To quote Willy Wonka: “So shines a good deed in a weary world.”

Lots of people have been bagging on lots of governmental entities for my whole life. Whether they want bigger or smaller government, they all have a lot to say about what’s bad in Washington, D.C. Few of those people mention what’s good.

Granted, staffing cuts in mainstream newsrooms mean many of those people don’t have a chance to see some of the brighter deeds that shine through the weary world of bureaucracy.

One such shining moment came Wednesday, when those of us in so-called niche media saw the announcement that scientist, educator and food safety warrior Jim Gorny is leaving his post as vice president for food safety and technology at the Produce Marketing Association to return to government service.

No matter what you think about the U.S. Food and Drug Administration — during the current administration or previous ones — rest assured that Gorny’s new job as senior science adviser for produce safety at FDA is good news for anyone who eats fresh produce in the United States.

I got to know Gorny during my time as a reporter for The Packer newspaper, which covers the fresh produce industry in North America.
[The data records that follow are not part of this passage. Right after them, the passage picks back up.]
PR #538, opened 2018-11-29
stbt.ocr: Add debug logging

drothlis:
- [x] Use ImageLogger
- [x] Tests
- [x] Make it work for match_text too
- [x] Show text_color intermediate images
- [x] Show tesseract's own thresholding
- [x] HTML for existing motion & is_screen_black stbt-debug images

Out of scope for this pull request:

- Use hocr mode even for `stbt.ocr`, draw the bounding boxes for each word / line / box.
- Draw the bounding boxes on the recorded video too!


drothlis:
Rebased onto master to get circleci config.

drothlis:
`tests/test_stbt_debug.py::test_match_debug` is failing but only if it's run
after `tests/test_set_config.py`.

The failure is in `scoped_curdir.__enter__`:

```
>               cwd = os.getcwd()
E               OSError: [Errno 2] No such file or directory
```

drothlis:
Hmm the integration tests on ubuntu1804 failed because "no output in 10 minutes" -- in spite of 1a442c2.

It appears to have been running `test_that_stbt_batch_propagates_exit_status_if_running_a_single_test` but that test doesn't involve any signal handling or anything complex like that.

_stbt/logging.py
```diff
@@ -111,7 +111,7 @@ def append(self, **kwargs):
                 self.data[k] = []
             self.data[k].append(v)
 
-    def imwrite(self, name, image, region=None, colour=None):
+    def imwrite(self, name, image, regions=None, colours=None):
```
wmanley: I think regions and colours would be nicer as a list of tuples rather than two lists, but it's not important.

_stbt/match.py
```diff
@@ -776,11 +789,17 @@ def _log_match_image_debug(imglog):
...
+           class="nav pull-left">«prev</a>
+        <a href="../{{ "%05d" % (frame_number + 1) }}/index.html"
+           class="nav pull-right">next»</a>
         <h4>
+            {{"Matched" if matched else "Didn't match"}}
             <i>{{template_name}}</i>
-            {{"matched" if matched else "didn't match"}}
         </h4>
 
+        <img src="source_with_matches.png" />
```
wmanley: We could use divs here like we do with `ocr`, rather than drawing on the image itself.

_stbt/match.py
```diff
@@ -751,6 +753,12 @@ def _log_match_image_debug(imglog):
             result.region, _Annotation.MATCHED if result._first_pass_matched  # pylint:disable=protected-access
             else _Annotation.NO_MATCH)
 
+    imglog.imwrite(
+        "source_with_matches", imglog.images["source"],
+        [x.region for x in imglog.data["matches"]],
+        [_Annotation.MATCHED if x.match else _Annotation.NO_MATCH
+         for x in imglog.data["matches"]])
```
wmanley: We could use `div`s here to draw the regions so we don't need to write `source_with_matches.png`

_stbt/logging.py
```diff
@@ -158,12 +158,40 @@ def html(self, template, **kwargs):
...
+                css_class = "nomatch"
+
+        return jinja2.Template(dedent("""\
+            <div class="region {{css_class}}"
+                 style="left: {{region.x / image.width * 100}}%;
+                        top: {{region.y / image.height * 100}}%;
+                        width: {{region.width / image.width * 100}}%;
+                        height: {{region.height / image.height * 100}}%"
+                 {% if title %}
+                 title="{{ title | escape }}"
```
wmanley: Will this title thing do mouseover?

_stbt/ocr.py
```diff
@@ -631,12 +631,7 @@ def _log_ocr_image_debug(imglog, text):
 
         <div class="annotated_image">
           <img src="source.png" />
```
wmanley: We should probably set `width="{{image.width}}"` and `height="{{image.height}}"` here so the browser can do layout before loading the image.

_stbt/ocr.py
```diff
@@ -631,12 +631,7 @@ def _log_ocr_image_debug(imglog, text):
...
-          <div class="ocr_region"
-               style="left: {{region.x / image.width * 100}}%;
-                      top: {{region.y / image.height * 100}}%;
-                      width: {{region.width / image.width * 100}}%;
-                      height: {{region.height / image.height * 100}}%"
-               title="{{ text | escape }}"></div>
+          {{ draw(roi, image_region, "roi", text) }}
```
wmanley: This is elegant.

_stbt/ocr.py
```diff
@@ -622,29 +629,54 @@ def _find_tessdata_dir():
...
-        <h4>OCR</h4>
+        <h4>{{title}}</h4>
 
         <div class="annotated_image">
           <img src="source.png" />
-          {{ draw(roi, image_region, "roi", text) }}
+          {{ draw(roi, image_region, "roi") }}
+          {% if match_text %}
+          {{ draw(result.region, image_region, result.match,
+                  title=result.text) }}
```
wmanley: It would be interesting to draw all the text that hocr read here, not just the matched region.

_stbt/ocr.py
wmanley: I see, maybe we can't do that or it will break the `max-width` bit.

_stbt/logging.py
drothlis: Yes, but I removed it in a later refactoring.

wmanley:
I think a common case is logging the same image over and over.  We can save images as `stbt-debug/images/<HASH>.png` and avoid the duplication.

For my first couple of years at The Packer, Gorny worked for FDA as senior adviser for produce safety at Food Safety and Applied Nutrition.
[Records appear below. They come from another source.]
PR #540, opened 2018-11-30
API: Add return value from `stbt.press`

wmanley:
A common pattern for benchmarking is:

    stbt.press('KEY_XXX')
    start_time = time.time()
    x = wait_until(xyz)
    duration = x.time - start_time

This moved the `time.time()` bits into `stbt.press` itself where it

His presentations and participation in panel discussions at produce industry events were amazing. Gorny’s got chops, as those of us with band experience would say. Few people can clearly communicate complex scientific information to non-eggheads. The beauty of Gorny’s style is that he can speak to researchers as well as real people in a conference hall without anyone feeling like the material is over — or under — their heads.

No doubt part of the foundation for his communication skills is his education. He has multiple degrees in food science and a doctorate in plant biology, which I know means nothing to some people. But he’s also got experience as a researcher/educator and food producer.

During his career, Gorny has been executive director of the Post-Harvest Technology Research and Information Center at the University of California-Davis, senior vice president of food safety and technology for United Fresh Produce Association and the International Fresh-cut Produce Association. He also worked in industry at Pillsbury Green Giant and as general manager of a fresh-cut produce processing plant.

Then there are his four years at FDA, where he became intimately familiar with how food safety efforts work at the federal level. He knows the provisions of the Food Safety Modernization Act (FSMA), which was developed and signed into law while he was with the FDA the first time. That first-hand experience with the FSMA regulations that are beginning to be enforced in the produce industry this year is no doubt part of the reason FDA Commissioner Scott Gottlieb hired Gorny back into civil service.

“… we will now have a high-level agency focal point for produce safety located in our Center for Food Safety and Applied Nutrition,” Gottlieb said Wednesday while addressing the National Association of State Agriculture Departments. “He’s someone many of you know — Jim Gorny.

“Jim not only has previous FDA experience but has also worked for the Produce Marketing Association and is well known to the produce industry. He knows FSMA very well, what it’s designed to accomplish in enhancing food safety, and the challenges associated with implementation of a rule as complex as the produce safety rule.”

Dr. Bob — aka Bob Whitaker, Ph.D. — put an even finer point on why Gorny is a good hire for the job at FDA. Whitaker, who shares Gorny’s ability to turn scientific lingo into plain language, hired Gorny into the Produce Marketing Association nearly five years ago.

“If ever there was a right person for a job, Jim is it,” Whitaker said in a news release from the Produce Marketing Association. “Jim and I share the belief that food safety isn’t something you add to your business; it is the entire way you do business. I know that is a point of view Jim will carry with him to the FDA. It has served our members well, and now it will serve our country well.”

Our government has given us reason to rejoice, despite what pundits, profilers and personal acquaintances might say. Jim Gorny’s return to civil service is a good deed, both by him and the government that recognized his expertise and put science first.

So, yes, I’m still a nerd whose heroes are more often than not even more nerdy than I am. I’m still an optimist at heart, after decades as a hard newswoman.

And, I still have a crush on the late, great Gene Wilder, whose delivery of that one line in his portrayal of Willy Wonka has stayed with me since I first heard it, with tears running down my cheeks, in 1971.